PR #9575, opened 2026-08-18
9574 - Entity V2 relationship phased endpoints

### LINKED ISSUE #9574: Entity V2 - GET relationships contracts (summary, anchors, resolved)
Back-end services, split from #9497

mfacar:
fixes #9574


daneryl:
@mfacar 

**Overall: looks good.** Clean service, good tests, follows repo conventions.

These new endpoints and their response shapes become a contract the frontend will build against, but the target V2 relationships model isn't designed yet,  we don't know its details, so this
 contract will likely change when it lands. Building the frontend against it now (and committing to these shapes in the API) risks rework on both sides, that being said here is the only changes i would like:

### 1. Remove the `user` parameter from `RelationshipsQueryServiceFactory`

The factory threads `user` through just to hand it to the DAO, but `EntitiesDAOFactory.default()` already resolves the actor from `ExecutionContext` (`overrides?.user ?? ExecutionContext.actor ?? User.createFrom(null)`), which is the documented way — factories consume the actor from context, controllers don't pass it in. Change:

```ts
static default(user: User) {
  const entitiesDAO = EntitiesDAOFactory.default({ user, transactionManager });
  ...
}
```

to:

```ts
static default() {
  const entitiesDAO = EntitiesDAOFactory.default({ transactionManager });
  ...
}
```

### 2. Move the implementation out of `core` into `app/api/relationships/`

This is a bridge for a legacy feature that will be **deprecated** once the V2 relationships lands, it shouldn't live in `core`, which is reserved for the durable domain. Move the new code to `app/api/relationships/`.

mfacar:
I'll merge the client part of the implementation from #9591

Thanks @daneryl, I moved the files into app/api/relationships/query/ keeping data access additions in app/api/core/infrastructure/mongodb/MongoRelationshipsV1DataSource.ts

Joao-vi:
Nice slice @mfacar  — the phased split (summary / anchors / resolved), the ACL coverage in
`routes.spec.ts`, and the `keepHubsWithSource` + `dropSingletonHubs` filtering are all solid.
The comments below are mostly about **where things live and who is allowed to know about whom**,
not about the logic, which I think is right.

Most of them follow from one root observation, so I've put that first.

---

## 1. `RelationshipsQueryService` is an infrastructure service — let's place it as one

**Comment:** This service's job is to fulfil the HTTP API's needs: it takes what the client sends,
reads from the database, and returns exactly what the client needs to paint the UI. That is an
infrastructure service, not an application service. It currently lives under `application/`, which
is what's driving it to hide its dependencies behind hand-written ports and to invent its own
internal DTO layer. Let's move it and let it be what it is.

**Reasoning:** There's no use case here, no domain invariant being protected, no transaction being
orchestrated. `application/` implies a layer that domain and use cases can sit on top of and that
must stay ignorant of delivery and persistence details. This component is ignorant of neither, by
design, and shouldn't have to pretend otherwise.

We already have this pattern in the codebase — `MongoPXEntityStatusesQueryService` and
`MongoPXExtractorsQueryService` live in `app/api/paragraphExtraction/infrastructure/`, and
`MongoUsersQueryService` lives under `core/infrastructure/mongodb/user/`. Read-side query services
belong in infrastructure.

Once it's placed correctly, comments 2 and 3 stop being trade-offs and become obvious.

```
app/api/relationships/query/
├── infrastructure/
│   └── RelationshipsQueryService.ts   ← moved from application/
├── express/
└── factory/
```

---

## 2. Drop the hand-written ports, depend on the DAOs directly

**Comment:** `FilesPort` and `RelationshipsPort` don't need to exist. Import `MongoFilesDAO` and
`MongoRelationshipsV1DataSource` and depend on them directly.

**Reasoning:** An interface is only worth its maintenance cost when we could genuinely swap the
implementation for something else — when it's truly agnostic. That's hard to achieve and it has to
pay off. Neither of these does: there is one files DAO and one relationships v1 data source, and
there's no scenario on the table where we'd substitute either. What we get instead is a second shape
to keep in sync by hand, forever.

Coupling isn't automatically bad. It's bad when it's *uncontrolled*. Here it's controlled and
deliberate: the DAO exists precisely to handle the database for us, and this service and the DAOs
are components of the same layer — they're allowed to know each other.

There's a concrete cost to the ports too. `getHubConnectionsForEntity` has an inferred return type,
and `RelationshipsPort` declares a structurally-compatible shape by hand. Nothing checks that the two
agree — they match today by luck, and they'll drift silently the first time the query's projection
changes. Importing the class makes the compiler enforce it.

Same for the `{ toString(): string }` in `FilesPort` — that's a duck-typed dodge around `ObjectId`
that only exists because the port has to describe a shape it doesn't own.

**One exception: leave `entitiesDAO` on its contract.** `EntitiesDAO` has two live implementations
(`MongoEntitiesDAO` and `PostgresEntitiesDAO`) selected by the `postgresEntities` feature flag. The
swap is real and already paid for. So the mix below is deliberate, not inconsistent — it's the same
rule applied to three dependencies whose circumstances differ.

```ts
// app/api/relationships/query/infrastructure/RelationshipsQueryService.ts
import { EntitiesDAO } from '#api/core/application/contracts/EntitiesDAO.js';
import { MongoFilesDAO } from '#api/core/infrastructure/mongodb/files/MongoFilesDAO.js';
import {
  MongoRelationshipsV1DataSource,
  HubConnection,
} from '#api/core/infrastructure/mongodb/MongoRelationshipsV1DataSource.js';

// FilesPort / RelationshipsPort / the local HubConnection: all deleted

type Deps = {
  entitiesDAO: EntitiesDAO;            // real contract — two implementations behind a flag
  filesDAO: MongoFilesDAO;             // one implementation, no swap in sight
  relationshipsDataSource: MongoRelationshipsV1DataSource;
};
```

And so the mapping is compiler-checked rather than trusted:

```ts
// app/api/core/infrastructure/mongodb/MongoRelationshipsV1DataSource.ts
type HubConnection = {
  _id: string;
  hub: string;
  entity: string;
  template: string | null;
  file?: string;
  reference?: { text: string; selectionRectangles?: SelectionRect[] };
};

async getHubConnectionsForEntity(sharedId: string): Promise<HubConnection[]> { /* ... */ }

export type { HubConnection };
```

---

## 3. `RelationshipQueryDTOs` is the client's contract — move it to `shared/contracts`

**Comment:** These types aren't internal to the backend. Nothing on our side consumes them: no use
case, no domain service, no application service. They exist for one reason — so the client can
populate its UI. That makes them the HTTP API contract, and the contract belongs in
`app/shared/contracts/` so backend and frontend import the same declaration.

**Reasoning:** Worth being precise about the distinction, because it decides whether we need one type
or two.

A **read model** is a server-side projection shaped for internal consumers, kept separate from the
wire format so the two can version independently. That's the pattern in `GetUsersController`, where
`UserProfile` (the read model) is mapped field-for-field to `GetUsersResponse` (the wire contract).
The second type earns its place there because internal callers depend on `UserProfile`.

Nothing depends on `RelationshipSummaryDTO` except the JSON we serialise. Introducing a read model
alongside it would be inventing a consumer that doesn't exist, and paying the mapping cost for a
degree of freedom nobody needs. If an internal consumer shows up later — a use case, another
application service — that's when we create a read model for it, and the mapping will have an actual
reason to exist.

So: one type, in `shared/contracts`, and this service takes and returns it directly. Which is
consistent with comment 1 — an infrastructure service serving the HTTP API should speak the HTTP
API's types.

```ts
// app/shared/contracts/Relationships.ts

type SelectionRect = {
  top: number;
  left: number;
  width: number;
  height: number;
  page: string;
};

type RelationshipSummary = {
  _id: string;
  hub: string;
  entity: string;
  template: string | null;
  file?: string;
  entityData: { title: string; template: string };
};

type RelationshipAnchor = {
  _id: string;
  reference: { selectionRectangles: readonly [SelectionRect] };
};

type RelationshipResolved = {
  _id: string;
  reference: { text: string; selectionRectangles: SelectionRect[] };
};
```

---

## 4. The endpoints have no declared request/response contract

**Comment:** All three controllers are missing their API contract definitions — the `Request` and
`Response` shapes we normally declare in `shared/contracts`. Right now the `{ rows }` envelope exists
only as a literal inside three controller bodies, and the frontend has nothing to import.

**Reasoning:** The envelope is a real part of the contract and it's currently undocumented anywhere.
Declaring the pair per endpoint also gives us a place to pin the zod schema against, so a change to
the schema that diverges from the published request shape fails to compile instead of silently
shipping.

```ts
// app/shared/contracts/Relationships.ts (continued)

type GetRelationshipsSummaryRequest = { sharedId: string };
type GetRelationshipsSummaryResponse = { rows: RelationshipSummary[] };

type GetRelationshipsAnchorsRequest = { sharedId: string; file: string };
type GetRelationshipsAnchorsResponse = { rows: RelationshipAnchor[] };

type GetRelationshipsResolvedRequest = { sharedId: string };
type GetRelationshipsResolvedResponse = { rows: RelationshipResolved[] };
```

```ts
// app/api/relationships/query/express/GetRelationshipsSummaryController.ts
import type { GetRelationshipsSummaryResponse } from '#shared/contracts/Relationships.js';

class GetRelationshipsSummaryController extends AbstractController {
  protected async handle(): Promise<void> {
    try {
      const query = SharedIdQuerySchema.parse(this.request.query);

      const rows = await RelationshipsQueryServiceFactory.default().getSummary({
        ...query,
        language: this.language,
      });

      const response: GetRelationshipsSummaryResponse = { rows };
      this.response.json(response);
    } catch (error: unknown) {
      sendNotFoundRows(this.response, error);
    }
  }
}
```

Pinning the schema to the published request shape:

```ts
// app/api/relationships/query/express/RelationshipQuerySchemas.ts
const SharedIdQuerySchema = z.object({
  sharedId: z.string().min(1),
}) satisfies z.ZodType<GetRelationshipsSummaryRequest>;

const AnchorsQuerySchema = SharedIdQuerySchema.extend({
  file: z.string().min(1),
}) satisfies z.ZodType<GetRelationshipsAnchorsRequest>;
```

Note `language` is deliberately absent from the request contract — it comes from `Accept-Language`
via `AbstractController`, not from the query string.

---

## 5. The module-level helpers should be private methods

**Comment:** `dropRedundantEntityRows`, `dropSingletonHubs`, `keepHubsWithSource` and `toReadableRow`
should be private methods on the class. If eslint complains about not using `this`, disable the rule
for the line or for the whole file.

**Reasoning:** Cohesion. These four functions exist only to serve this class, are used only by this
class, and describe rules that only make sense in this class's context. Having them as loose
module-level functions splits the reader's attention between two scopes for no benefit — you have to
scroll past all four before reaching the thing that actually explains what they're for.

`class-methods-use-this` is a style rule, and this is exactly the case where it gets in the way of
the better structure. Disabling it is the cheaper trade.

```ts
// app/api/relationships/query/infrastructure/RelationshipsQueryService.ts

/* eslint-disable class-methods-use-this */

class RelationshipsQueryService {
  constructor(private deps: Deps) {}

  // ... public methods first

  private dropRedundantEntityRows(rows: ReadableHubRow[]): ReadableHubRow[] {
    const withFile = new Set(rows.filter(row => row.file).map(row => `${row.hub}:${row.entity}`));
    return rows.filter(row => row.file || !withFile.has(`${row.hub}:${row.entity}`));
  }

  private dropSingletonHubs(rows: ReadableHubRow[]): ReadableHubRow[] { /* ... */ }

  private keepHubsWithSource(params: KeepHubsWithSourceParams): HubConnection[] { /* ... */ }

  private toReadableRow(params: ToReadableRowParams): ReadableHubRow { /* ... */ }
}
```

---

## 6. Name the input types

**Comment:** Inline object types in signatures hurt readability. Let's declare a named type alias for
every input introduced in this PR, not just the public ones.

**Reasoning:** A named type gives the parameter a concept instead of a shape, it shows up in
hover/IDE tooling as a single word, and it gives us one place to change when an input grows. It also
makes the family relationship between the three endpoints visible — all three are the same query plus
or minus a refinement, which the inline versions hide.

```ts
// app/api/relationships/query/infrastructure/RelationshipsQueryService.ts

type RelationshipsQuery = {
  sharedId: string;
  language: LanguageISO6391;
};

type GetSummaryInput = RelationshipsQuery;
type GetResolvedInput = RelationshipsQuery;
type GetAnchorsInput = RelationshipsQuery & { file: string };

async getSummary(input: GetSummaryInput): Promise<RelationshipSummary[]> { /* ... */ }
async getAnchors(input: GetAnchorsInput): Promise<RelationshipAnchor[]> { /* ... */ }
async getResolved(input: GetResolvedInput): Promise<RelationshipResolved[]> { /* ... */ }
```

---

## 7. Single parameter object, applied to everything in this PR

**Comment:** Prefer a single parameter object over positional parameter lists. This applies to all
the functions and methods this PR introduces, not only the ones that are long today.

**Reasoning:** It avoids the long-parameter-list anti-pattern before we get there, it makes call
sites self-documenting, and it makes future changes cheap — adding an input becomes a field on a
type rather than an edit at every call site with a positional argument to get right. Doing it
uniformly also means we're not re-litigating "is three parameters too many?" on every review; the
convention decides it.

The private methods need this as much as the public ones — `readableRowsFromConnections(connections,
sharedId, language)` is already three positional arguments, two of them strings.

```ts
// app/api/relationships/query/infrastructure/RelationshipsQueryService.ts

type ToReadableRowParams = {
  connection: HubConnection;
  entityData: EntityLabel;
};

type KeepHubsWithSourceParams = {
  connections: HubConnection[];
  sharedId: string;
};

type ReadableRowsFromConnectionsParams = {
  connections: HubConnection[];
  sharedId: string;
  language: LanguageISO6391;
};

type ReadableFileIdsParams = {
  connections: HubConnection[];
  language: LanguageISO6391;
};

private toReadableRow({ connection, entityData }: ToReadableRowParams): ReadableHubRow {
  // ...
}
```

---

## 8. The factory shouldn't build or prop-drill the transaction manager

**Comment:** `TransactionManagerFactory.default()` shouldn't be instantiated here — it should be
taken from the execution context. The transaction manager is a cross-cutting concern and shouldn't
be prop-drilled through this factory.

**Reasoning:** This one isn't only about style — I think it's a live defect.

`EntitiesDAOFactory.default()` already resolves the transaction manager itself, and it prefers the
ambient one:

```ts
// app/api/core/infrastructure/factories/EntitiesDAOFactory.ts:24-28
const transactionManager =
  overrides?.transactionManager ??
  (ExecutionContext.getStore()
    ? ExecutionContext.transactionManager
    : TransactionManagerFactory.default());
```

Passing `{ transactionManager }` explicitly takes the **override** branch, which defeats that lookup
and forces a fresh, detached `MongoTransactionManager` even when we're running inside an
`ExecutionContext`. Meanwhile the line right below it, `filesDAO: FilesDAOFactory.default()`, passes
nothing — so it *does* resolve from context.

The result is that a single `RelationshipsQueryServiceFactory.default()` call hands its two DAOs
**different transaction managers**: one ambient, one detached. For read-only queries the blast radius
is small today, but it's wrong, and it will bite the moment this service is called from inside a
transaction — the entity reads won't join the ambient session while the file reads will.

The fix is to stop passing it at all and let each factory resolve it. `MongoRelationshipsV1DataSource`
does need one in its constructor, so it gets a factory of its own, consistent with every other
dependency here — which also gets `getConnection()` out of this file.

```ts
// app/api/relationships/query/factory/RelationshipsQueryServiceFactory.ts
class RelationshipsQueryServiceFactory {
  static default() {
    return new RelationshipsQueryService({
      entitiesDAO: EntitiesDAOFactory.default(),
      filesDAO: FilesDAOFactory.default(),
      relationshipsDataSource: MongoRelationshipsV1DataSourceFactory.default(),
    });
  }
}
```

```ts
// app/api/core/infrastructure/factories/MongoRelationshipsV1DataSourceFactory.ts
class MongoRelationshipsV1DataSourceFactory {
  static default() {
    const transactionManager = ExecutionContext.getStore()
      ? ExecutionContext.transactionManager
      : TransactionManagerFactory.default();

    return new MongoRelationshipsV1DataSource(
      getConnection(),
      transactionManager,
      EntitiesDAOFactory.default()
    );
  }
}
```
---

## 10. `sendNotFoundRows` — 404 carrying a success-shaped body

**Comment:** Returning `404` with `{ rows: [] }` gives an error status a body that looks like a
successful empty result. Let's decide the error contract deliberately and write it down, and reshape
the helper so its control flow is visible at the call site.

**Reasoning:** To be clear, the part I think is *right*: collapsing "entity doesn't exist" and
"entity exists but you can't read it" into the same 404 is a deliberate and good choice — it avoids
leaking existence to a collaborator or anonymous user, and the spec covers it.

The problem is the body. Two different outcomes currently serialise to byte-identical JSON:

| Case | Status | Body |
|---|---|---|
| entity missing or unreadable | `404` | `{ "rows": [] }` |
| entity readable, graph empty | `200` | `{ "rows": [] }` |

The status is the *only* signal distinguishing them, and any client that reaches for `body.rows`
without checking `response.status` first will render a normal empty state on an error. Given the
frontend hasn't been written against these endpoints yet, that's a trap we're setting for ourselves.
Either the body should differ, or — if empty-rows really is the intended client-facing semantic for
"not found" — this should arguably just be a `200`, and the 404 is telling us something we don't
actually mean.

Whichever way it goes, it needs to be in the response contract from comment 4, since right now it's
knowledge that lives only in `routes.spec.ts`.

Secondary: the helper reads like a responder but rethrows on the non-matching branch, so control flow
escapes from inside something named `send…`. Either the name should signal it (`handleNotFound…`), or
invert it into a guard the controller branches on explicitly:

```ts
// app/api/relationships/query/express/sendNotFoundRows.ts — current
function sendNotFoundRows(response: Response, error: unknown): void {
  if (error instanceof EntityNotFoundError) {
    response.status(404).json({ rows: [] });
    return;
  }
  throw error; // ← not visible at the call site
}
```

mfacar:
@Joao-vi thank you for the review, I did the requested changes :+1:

### ASSIGNMENT
Among the entries above, the line containing "to keep in sync by hand, forever.", the line containing "that the two", and all lines between them are to be restated word for word; nothing else belongs in the reply.

### RESPONSE FOR THIS EXERCISE
to keep in sync by hand, forever.

Coupling isn't automatically bad. It's bad when it's *uncontrolled*. Here it's controlled and
deliberate: the DAO exists precisely to handle the database for us, and this service and the DAOs
are components of the same layer — they're allowed to know each other.

There's a concrete cost to the ports too. `getHubConnectionsForEntity` has an inferred return type,
and `RelationshipsPort` declares a structurally-compatible shape by hand. Nothing checks that the two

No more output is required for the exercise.